### Task to complete
Restate the whole of the data verbatim, omitting nothing.

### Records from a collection
BEGIN

PR #1203, opened 2024-04-05
fix stepper driver always enabled causing motor to run hot

john1786:
Currently when using "Stepper Open Loop", the DRV8825 often remains enabled even though Stepper Power is set "When Active" which causes the stepper motor to run unnecessarily hot.  Specifically,  the idle step hysteresis [when Minimum Steps > 1] is not accounted for when determining if the final step of the cycle has been reached so the DRV8825 ENABLE pin often never transitions from LOW to HIGH.


noisymime:
Tested and works great. Thanks for the submission!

END

### Task solution
PR #1203, opened 2024-04-05
fix stepper driver always enabled causing motor to run hot

john1786:
Currently when using "Stepper Open Loop", the DRV8825 often remains enabled even though Stepper Power is set "When Active" which causes the stepper motor to run unnecessarily hot.  Specifically,  the idle step hysteresis [when Minimum Steps > 1] is not accounted for when determining if the final step of the cycle has been reached so the DRV8825 ENABLE pin often never transitions from LOW to HIGH.


noisymime:
Tested and works great. Thanks for the submission!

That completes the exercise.